Scaling a series of numbers Suppose I have 30 numbers that vary between 0 and 1.0 and which sum to 1.0.  The mean is obviously 0.033.  A client wants these scaled to lie between 0 and 1.0 but to have a mean of 0.5.  By the way, I'll probably have to do this for any set of numbers (positive, negative, outside the range 0 - 1) so that they lie in the range 0 - 1 and have a mean 0.5.  Any suggestions?
 A: What about ranking the data, subtracting 1, and dividing by $N-1$? Values range from 0 to 1, and have a mean of 0.5?
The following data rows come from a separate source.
Issue #1763, opened 2017-10-21
Feature Request: Option to display sizes in base 10 as in MacOS Finder


dia3olik:
Hey Nick!

It would be great to have an rclone option to make it default to base 10 sizing instead just base 2,
either in the config file and/or as flag in the command line.

What do you think?

Cheers!!!!

IEC: KiB (1024 bytes), MiB (1024^2 bytes), GiB (1024^3 bytes), TiB (1024^4 bytes), ...
SI: kB (1000 bytes), MB (1000^2 bytes), GB (1000^3 bytes), TB (1000^4 bytes), ...

ncw:
Maybe an `--si` option?  `du` has such an option so there is precedent.

If I implemented that then I suppose I should change the units to show MiB and MB.  I'm not a big fan of the notation,but it is becoming a standard I think!

dia3olik:
no other supporter of this option? ;-)

ivandeex:
Related to https://github.com/rclone/rclone/issues/1890 (human readable sizes with `--human`)

PR #5053, opened 2021-02-21
docs: uppercase for MBytes

pvalls:
M**B**ytes and M**b**ytes are used interchangeably at docs.md.
Lowercase is preferably used  for bits(`Mbits`).

* Use uppercase consistently across all docs.md. Intances of `Mbytes` replaced to `MBytes`

### DIFF
--- a/docs/content/docs.md
+++ b/docs/content/docs.md
@@ -363,7 +363,7 @@ This option controls the bandwidth limit. For example
 
     --bwlimit 10M
     
-would mean limit the upload and download bandwidth to 10 Mbyte/s.
+would mean limit the upload and download bandwidth to 10 MByte/s.
 **NB** this is **bytes** per second not **bits** per second. To use a
 single limit, specify the desired bandwidth in kBytes/s, or use a
 suffix b|k|M|G. The default is `0` which means to not limit bandwidth.
@@ -373,7 +373,7 @@ The upload and download bandwidth can be specified seperately, as
 
     --bwlimit 10M:100k
 
-would mean limit the upload bandwidth to 10 Mbyte/s and the download
+would mean limit the upload bandwidth to 10 MByte/s and the download
 bandwidth to 100 kByte/s. Either limit can be "off" meaning no limit, so
 to just limit the upload bandwidth you would use
 
@@ -402,7 +402,7 @@ working hours could be:
 `--bwlimit "08:00,512k 12:00,10M 13:00,512k 18:00,30M 23:00,off"`
 
 In this example, the transfer bandwidth will be set to 512kBytes/sec
-at 8am every day. At noon, it will rise to 10Mbytes/s, and drop back
+at 8am every day. At noon, it will rise to 10MBytes/s, and drop back
 to 512kBytes/sec at 1pm. At 6pm, the bandwidth limit will be set to
 30MBytes/s, and at 11pm it will be completely disabled (full speed).
 Anything between 11pm and 8am will remain unlimited.
@@ -412,8 +412,8 @@ An example of timetable with `WEEKDAY` could be:
 `--bwlimit "Mon-00:00,512 Fri-23:59,10M Sat-10:00,1M Sun-20:00,off"`
 
 It means that, the transfer bandwidth will be set to 512kBytes/sec on
-Monday. It will rise to 10Mbytes/s before the end of Friday. At 10:00
-on Saturday it will be set to 1Mbyte/s. From 20:00 on Sunday it will
+Monday. It will rise to 10MBytes/s before the end of Friday. At 10:00
+on Saturday it will be set to 1MByte/s. From 20:00 on Sunday it will
 be unlimited.
 
 Timeslots without `WEEKDAY` are extended to the whole week. So this
--- a/docs/content/docs.md
+++ b/docs/content/docs.md
@@ -402,9 +402,9 @@ working hours could be:
 `--bwlimit "08:00,512k 12:00,10M 13:00,512k 18:00,30M 23:00,off"`
 
 In this example, the transfer bandwidth will be set to 512kBytes/sec
-at 8am every day. At noon, it will rise to 10MBytes/s, and drop back
+at 8am every day. At noon, it will rise to 10MByte/s, and drop back
 to 512kBytes/sec at 1pm. At 6pm, the bandwidth limit will be set to
-30MBytes/s, and at 11pm it will be completely disabled (full speed).
+30MByte/s, and at 11pm it will be completely disabled (full speed).
 Anything between 11pm and 8am will remain unlimited.
 
 An example of timetable with `WEEKDAY` could be:
@@ -412,7 +412,7 @@ An example of timetable with `WEEKDAY` could be:
 `--bwlimit "Mon-00:00,512 Fri-23:59,10M Sat-10:00,1M Sun-20:00,off"`
 
 It means that, the transfer bandwidth will be set to 512kBytes/sec on
-Monday. It will rise to 10MBytes/s before the end of Friday. At 10:00
+Monday. It will rise to 10MByte/s before the end of Friday. At 10:00
 on Saturday it will be set to 1MByte/s. From 20:00 on Sunday it will
 be unlimited.
 


edwardxml:
That could be a useful one to be consistent across all of the documentation.

albertony:
Should we then also think about clearifying which of Megabyte=MB=1000000 bytes vs Mebibyte=MiB=1048576 bytes is meant? ... or is it too :cop: ?

There is a note about [options which use SIZE](https://rclone.org/docs/#options), but when just browsing "random" docpages its easily missed:
> These are the binary units, e.g. 1, 2\*\*10, 2\*\*20, 2\*\*30 respectively.

I get the impression that "MiB" is getting some traction "out there" compared to "MB" for this, and that "MByte" is a lesser used form.

From wikipedia it seems the following is closest to standard:
MB=1000000 bytes
MiB=1048576 bytes
Mbit = 1000000 bits
Mibit = 1048576 bits

albertony:
There is also a mix of singular 10MByte/s and plural 10Mbytes/s, even within that same doc page. I'm not sure what is most correct?

pvalls:
Nice findings @albertony. As you mention, the docs note [options which use SIZE](https://rclone.org/docs/#options) states that units are in Base 2:
> "These are the binary units, e.g. 1, 2\**10, 2\**20, 2\**30 respectively."

Therefore, according to [Wikipedia's Data-rate-units](https://en.wikipedia.org/wiki/Data-rate_units#Conversion_table) and [IEC 60027-2](http://webstore.iec.ch/webstore/webstore.nsf/mysearchajax?Openform&key=60027-2&sorting=&start=1&onglet=1/) "Letter symbols to be used in electrical technology standard", notation shall be in mebibyte per second (MiB/s). What do you think, do we change this?

pvalls:
> There is also a mix of singular 10MByte/s and plural 10Mbytes/s, even within that same doc page. I'm not sure what is most correct?

About this singular 10MByte/s and plural 10Mbytes/s duplicity, seems like the most correct or frequently used expression is singular:
* [Wikipedia's Data-rate-units](https://en.wikipedia.org/wiki/Data-rate_units#Megabyte_per_second) uses singular.
* Google's results count is 454,000 for ["MByte/s"](https://www.google.com/search?q=%22MByte/s%22) and 219,000 for ["MBytes/s"](https://www.google.com/search?q=%22MBytes/s%22).
* Most frequent usage in the docs.md is also in singular. (6 vs. 3 instances for each).

I'm resolving this duplicity to singular 👍

albertony:
> I'm resolving this duplicity to singular

Great, thanks!

> notation shall be in mebibyte per second (MiB/s). What do you think, do we change this?

My vote: :heavy_check_mark: :+1: :clap:
...but this is a probably a bit bigger decision, as I expect there to be a lot of occurrences all over the docs. What do you think, @edwardxml and @ncw ?

ncw:
> M**B**ytes and M**b**ytes are used interchangeably at docs.md.
> Lowercase is preferably used for bits(`Mbits`).
> 
> * Use uppercase consistently across all docs.md. Intances of `Mbytes` replaced to `MBytes`

I think you are correct and wikipedia agrees: https://simple.wikipedia.org/wiki/Byte

So bytes are `B` and `Byte` and bits are `b` and `bit`


> There is also a mix of singular 10MByte/s and plural 10Mbytes/s, even within that same doc page. I'm not sure what is most correct?

I think singular make most sense to me as a native English speaker.

I think that is the PR as-is so I will merge it now and comment on the other things in this thread next!

ncw:
> Should we then also think about clearifying which of Megabyte=MB=1000000 bytes vs Mebibyte=MiB=1048576 bytes is meant? ... or is it too  ?

Now there is a can of worms ;-)
 
> There is a note about [options which use SIZE](https://rclone.org/docs/#options), but when just browsing "random" docpages its easily missed:
> 
> > These are the binary units, e.g. 1, 2**10, 2**20, 2**30 respectively.

Yes, all SI prefixes in rclone are their binary versions so `k` == `1024`, `M` = 1048576 etc. Rclone is 100% consistent here.
 
> I get the impression that "MiB" is getting some traction "out there" compared to "MB" for this, and that "MByte" is a lesser used form.
> 
> From wikipedia it seems the following is closest to standard:
> MB=1000000 bytes
> MiB=1048576 bytes
> Mbit = 1000000 bits
> Mibit = 1048576 bits

Yes there is some traction to use `Mi` for 2<sup>20</sup> rather than 10<sup>6</sup>

I've spent most of my working career working with computers and telecom and between them they are very inconsistent! Hard disks are measured in GB whereas RAM is measured in GiB, but if you were to order a 2M telecom line you'll get a line with 2048000 bit/s of data capacity (a 2kikbit/s line?), but 10M ethernet is 1000000 bit/s.

I personally find the MiB units a little ugly, but it does appear to be an established standard now

> Therefore, according to [Wikipedia's Data-rate-units](https://en.wikipedia.org/wiki/Data-rate_units#Conversion_table) and [IEC 60027-2](http://webstore.iec.ch/webstore/webstore.nsf/mysearchajax?Openform&key=60027-2&sorting=&start=1&onglet=1/) "Letter symbols to be used in electrical technology standard", notation shall be in mebibyte per second (MiB/s). What do you think, do we change this?

If we do change this, then my question would be - are we changing only the docs or the code also?

Rclone shows bytes and bytes/s with `k`, `M`, `G`, `T` suffixes. However it doesn't usually show units, so if you are transferring a file

For example stats display after transferring a file says this..

```
Transferred:   	        1G / 1 GBytes, 100%, 345.632 MBytes/s, ETA 0s
Elapsed time:         2.9s
```

This could be changed to

```
Transferred:   	        1G / 1 GiByte, 100%, 345.632 MiByte/s, ETA 0s
Elapsed time:         2.9s
```

I'll just note that changing rclone's output stands the risk of breaking peoples apps...

When configuring things the unit isn't normally used, so rclone will say `--max-size 4M` - I'm not sure I want to change this to `--max-size 4Mi` - I think `4M` here is an abbreviation for `4MiByte` or `4MiByte/s` and that is fine.

Here is a quick grep as to things which might need to change

```
$ git grep '[kMGTP]Byte' | grep -v MANUAL | grep -v rclone.1
cmd/delete/delete.go:For example, to delete all files bigger than 100MBytes, you may first want to check what
cmd/delete/delete.go:delete all files bigger than 100MBytes.
docs/content/commands/rclone_delete.md:For example, to delete all files bigger than 100MBytes, you may first want to check what
docs/content/commands/rclone_delete.md:delete all files bigger than 100MBytes.
docs/content/docs.md:Options which use SIZE use kByte by default.  However, a suffix of `b`
docs/content/docs.md:for bytes, `k` for kBytes, `M` for MBytes, `G` for GBytes, `T` for
docs/content/docs.md:TBytes and `P` for PBytes may be used.  These are the binary units, e.g.
docs/content/docs.md:would mean limit the upload and download bandwidth to 10 MByte/s.
docs/content/docs.md:single limit, specify the desired bandwidth in kBytes/s, or use a
docs/content/docs.md:would mean limit the upload bandwidth to 10 MByte/s and the download
docs/content/docs.md:bandwidth to 100 kByte/s. Either limit can be "off" meaning no limit, so
docs/content/docs.md:this would limit the upload bandwidth to 10MByte/s but the download
docs/content/docs.md:In this example, the transfer bandwidth will be set to 512kBytes/sec
docs/content/docs.md:at 8am every day. At noon, it will rise to 10MByte/s, and drop back
docs/content/docs.md:to 512kBytes/sec at 1pm. At 6pm, the bandwidth limit will be set to
docs/content/docs.md:30MByte/s, and at 11pm it will be completely disabled (full speed).
docs/content/docs.md:It means that, the transfer bandwidth will be set to 512kBytes/sec on
docs/content/docs.md:Monday. It will rise to 10MByte/s before the end of Friday. At 10:00
docs/content/docs.md:on Saturday it will be set to 1MByte/s. From 20:00 on Sunday it will
docs/content/docs.md:to use half of it - 5 Mbit/s. This is 5/8 = 0.625MByte/s so you would
docs/content/docs.md:For example use this to allow no transfers to be faster than 1MByte/s
docs/content/drive.md:files may be transferred much faster at 100s of MBytes/s but lots of
docs/content/filtering.md:Default units are `kBytes` but abbreviations `k`, `M`, or `G` are valid.
docs/content/filtering.md:E.g. `rclone ls remote: --min-size 50k` lists files on `remote:` of 50kByte
docs/content/filtering.md:Default units are `kBytes` but abbreviations `k`, `M`, or `G` are valid.
docs/content/filtering.md:E.g. `rclone ls remote: --max-size 1G` lists files on `remote:` of 1GByte
docs/content/filtering.md:All files on `B:` which are less than 50 kBytes are deleted
docs/content/flags.md:      --bwlimit BwTimetable                  Bandwidth limit in kBytes/s, or use suffix b|k|M|G or a full timetable.
docs/content/flags.md:      --bwlimit-file BwTimetable             Bandwidth limit per file in kBytes/s, or use suffix b|k|M|G or a full timetable.
fs/config/configflags/configflags.go:	flags.FVarP(flagSet, &ci.BwLimit, "bwlimit", "", "Bandwidth limit in kBytes/s, or use suffix b|k|M|G or a full timetable.")
fs/config/configflags/configflags.go:	flags.FVarP(flagSet, &ci.BwLimitFile, "bwlimit-file", "", "Bandwidth limit per file in kBytes/s, or use suffix b|k|M|G or a full timetable.")
fs/sizesuffix_test.go:		{1024, "1 kBytes"},
fs/sizesuffix_test.go:		{1024 * 1024, "1 MBytes"},
fs/sizesuffix_test.go:		{1024 * 1024 * 1024, "1 GBytes"},
fs/sizesuffix_test.go:		{10 * 1024 * 1024 * 1024, "10 GBytes"},
fs/sizesuffix_test.go:		{10.1 * 1024 * 1024 * 1024, "10.100 GBytes"},
fs/sizesuffix_test.go:		{10 * 1024 * 1024 * 1024 * 1024, "10 TBytes"},
fs/sizesuffix_test.go:		{10 * 1024 * 1024 * 1024 * 1024 * 1024, "10 PBytes"},
fs/sizesuffix_test.go:		{1 * 1024 * 1024 * 1024 * 1024 * 1024 * 1024, "1024 PBytes"},
```

Note that the code here would need to change

```
$ git grep '\.Unit'
cmd/size/size.go:                       fmt.Printf("Total size: %s (%d Bytes)\n", fs.SizeSuffix(results.Bytes).Unit("Bytes"), results.Bytes)
cmd/tree/tree.go:       flags.BoolVarP(cmdFlags, &opts.UnitSize, "human", "", false, "Print the size in a more human readable way.")
fs/accounting/stats.go:         fs.SizeSuffix(totalSize).Unit("Bytes"),
fs/accounting/stats.go:         fs.SizeSuffix(displaySpeed).Unit(strings.Title(s.ci.DataRateUnit)+"/s"),
fs/sizesuffix_test.go:          got := ss.Unit("Bytes")
```

And if we want to get "bits" vs "Bytes" right in the code then there is some work to do here

```
$ git grep DataRateUnit
cmd/cmd.go:             ci.DataRateUnit = "bytes"
cmd/cmd.go:             ci.DataRateUnit = *dataRateUnit
fs/accounting/accounting.go:    if acc.ci.DataRateUnit == "bits" {
fs/accounting/stats.go: if s.ci.DataRateUnit == "bits" {
fs/accounting/stats.go:         fs.SizeSuffix(displaySpeed).Unit(strings.Title(s.ci.DataRateUnit)+"/s"),
fs/config.go:   DataRateUnit           string
fs/config.go:   c.DataRateUnit = "bytes"
```

@albertony and @edwardxml is it time for a style guide for rclone docs now? This could start off as a section in the CONTRIBUTING.md guide. In particular I'm thinking of `e.g.` vs `eg` and things like that.

albertony:
Great "write-up", and I totally agree:

> Now there is a can of worms ;-)

> I personally find the MiB units a little ugly, but it does appear to be an established standard now

> When configuring things the unit isn't normally used, so rclone will say --max-size 4M - I'm not sure I want to change this to --max-size 4Mi - I think 4M here is an abbreviation for 4MiByte or 4MiByte/s and that is fine.

I noticed for instance that pacman on Arch has done the change, and from annoyed user on [forum](https://bbs.archlinux.org/viewtopic.php?id=133786) (which I will not be surprised if there will be with rclone as well) it seems it was done already in 2012:
> pacman -Syu
:: Synchronizing package databases...
 testing                21.8 KiB  7.09 MiB/s 00:00 [######################] 100%
 core                  133.8 KiB   257 KiB/s 00:01 [######################] 100%
 extra                1629.5 KiB  1045 KiB/s 00:02 [######################] 100%
 
I see wget still reports MB/s, so I'm sure there is a good mix, and perhaps even a minority using the MiB format still, but more and more..

> I'll just note that changing rclone's output stands the risk of breaking peoples apps...

That is an important point to consider. I would not expect it to cause a lot of problems, but that is just my guess...

I still personally think it is close enough to being an established standard, to stick with my vote for change! :)

ncw:
@albertony I agree with your points - I think we should change probably (I'm pretty sure there is an issue about it)

There is https://github.com/rclone/rclone/issues/1763 which proposes an `--si` unit to switch from MiB to MB. We need to be extremely careful with that as the k/M/G are mixed up with the config and you really don't want `chunk_size 16M` in a config file to suddenly be a different size. So I don't think I'm in favor of that in general.

albertony:
@ncw I am not able to find any existing issue specifically for this, although there are a few touching in on the subject, so I decided to create a new: https://github.com/rclone/rclone/issues/5068.

Issue #5029, opened 2021-02-16
Zoho - Invalid Client


c4tom:
First of all, thanks for adding this zoho option.

I tried to configure a zoho remote drive, with this new version 1.5.4 and I can test 2 types of zoho licenses, Zoho One and Zoho Workplace, and both, I got the message

```
Invalid Client

The transmitted client ID does not exist
```

> Storage> 39 
> ** See help for zoho backend at: https://rclone.org/zoho/ **
> 
> Zoho region to connect to. You'll have to use the region you organization is registered in.
> Enter a string value. Press Enter for the default ("").
> Choose a number from below, or type in your own value
>  1 / United states / Global
>    \ "com"
>  2 / Europe
>    \ "eu"
>  3 / India
>    \ "in"
>  4 / Australia
>    \ "com.au"
> region> 1
> Edit advanced config? (y/n)
> y) Yes
> n) No (default)
> y/n> 
> Remote config
> Use auto config?
>  * Say Y if not sure
>  * Say N if you are working on a remote or headless machine
> y) Yes (default)
> n) No
> y/n> 
> If your browser doesn't open automatically go to the following link: http://127.0.0.1:53682/auth?state=wF0U_y_ZIGLZycBnv2zqxA
> Log in and authorize rclone for access
> Waiting for code...

ncw:
I wonder if the client_id's are regional? We've been testing with the EU region.

What do you think @buengese

c4tom:
> I wonder if the client_id's are regional? We've been testing with the EU region.
> 
> What do you think @buengese

i tried with EU, but, not work

https://accounts.zoho.com/oauth/v2/auth?access_type=offline&client_id=**1000.OZNFWW075EKDSIE1R42HI9I2SUPC9A**&prompt=consent&redirect_uri=http%3A%2F%2Flocalhost%3A53682%2F&response_type=code&scope=aaaserver.profile.read+WorkDrive.team.READ+WorkDrive.workspace.READ+WorkDrive.files.ALL&state=FqjKOuka0obkE8tS3h2KKg

Note: is client_id=**1000.OZNFWW075EKDSIE1R42HI9I2SUPC9A** generated?


Note 2: I followed the example of the page https://rclone.org/zoho/, but there is no place in this version, which asks

client_id>
client_secret>

buengese:
[...]

PR #5059, opened 2021-02-22
zoho: fix custom client id's

buengese:
Fix setting custom client id's for zoho as discussed in #5029


ncw:
That lookks great thanks.

I'll put in in the point release also.

PR #5079, opened 2021-03-01
build: Update GitHub Actions to 'ubuntu-20.04'

InspectorWilliamHenderson:
#### What Is The Purpose Of This Change?

GitHub Actions currently runs on 'ubuntu-latest' (18.04/20.04), whereas the Latest One is Available by Specifically Stating the runs on to 'ubuntu-20.04'.

The GitHub Actions 'ubuntu-latest' is Currently in Migration Phase, and might take Several Weeks to Completely Update to Ubuntu 20.04 but Explicitly Stating Ubuntu Version to 20.04, assures Latest Ubuntu Version Every Time GitHub Actions in Initiated.

This PR changes that in Workflow Files.

#### Was The Change Discussed In An Issue or In The Forum Before?

No

#### Checklist

- [x] I have read the [Contribution Guidelines](https://github.com/rclone/rclone/blob/master/CONTRIBUTING.md#submitting-a-pull-request).
- [ ] I have Added Tests for All Changes in This PR, If Appropriate.
- [ ] I have Added Documentation for The Changes If Appropriate.
- [x] All Commit Messages are In [House Style](https://github.com/rclone/rclone/blob/master/CONTRIBUTING.md#commit-messages).
- [x] I'm Done, This Pull Request is Ready For Review :-)

### DIFF
--- a/.github/workflows/build.yml
+++ b/.github/workflows/build.yml
@@ -23,7 +23,7 @@ jobs:
 
         include:
           - job_name: linux
-            os: ubuntu-latest
+            os: ubuntu-20.04
             go: '1.16.x'
             gotags: cmount
             build_flags: '-include "^linux/"'
@@ -70,25 +70,25 @@ jobs:
             deploy: true
 
           - job_name: other_os
-            os: ubuntu-latest
+            os: ubuntu-20.04
             go: '1.16.x'
             build_flags: '-exclude "^(windows/|darwin/|linux/)"'
             compile_all: true
             deploy: true
 
           - job_name: go1.13
-            os: ubuntu-latest
+            os: ubuntu-20.04
             go: '1.13.x'
             quicktest: true
 
           - job_name: go1.14
-            os: ubuntu-latest
+            os: ubuntu-20.04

$$\mathbf{X^{*}} = \frac{\text{rank}[\text{sort}(\mathbf{X})]-1}{N-1}$$
In R:
# fun: given a vector of reals, returns corresponding scores from 0 to 5, w/ mean =0.5
fun <- function(x) {
  return((rank(sort(x))-1)/(length(x)-1))
  }

A: A simple approach using only basic arithmetical operations is a two-step calculation as follows, where the original numbers are $X_i(i = 1,…,n)$ and their mean is $M$:
First, adjust the numbers to set the mean to 0.5 while preserving their absolute differences.  To achieve this, replace each $X_i$ by $X_i’$ where:
$$X_i’ = X_i + (0.5 – M)$$
The new mean will be 0.5 since:
$$∑X_i' / n  =  ∑(X_i + (0.5 – M)) / n  =  M + 0.5 – M  =  0.5$$
Then adjust the numbers from the first step to narrow their spread around 0.5 so that they all lie within the range 0 – 1, while preserving the mean as 0.5.  To achieve this,  select a suitable positive constant $k$ and replace each $X_i’$ by $X_i^*$, where:
$$X_i^* = 0.5 + k(X_i’ – 0.5)$$
This preserves the mean as 0.5 since:
$$∑X_i^* / n  =  ∑(0.5 + k(X_i’ – 0.5)) / n  =  0.5 + k(0.5 – 0.5)  =  0.5$$
To find a suitable value of $k$, find the $X_i'$ which differs most from 0.5, say $X_a’$, and choose $k$ so as to scale $|X_a’– 0.5|$ down to no more than 0.5.  Thus $k$ must satisfy:
$$0 < k ≤ 0.5 / (\max(|X_i’ – 0.5|))$$
This excludes $k = 0$, on the assumption that a scaling leading to all the numbers being 0.5 is not wanted.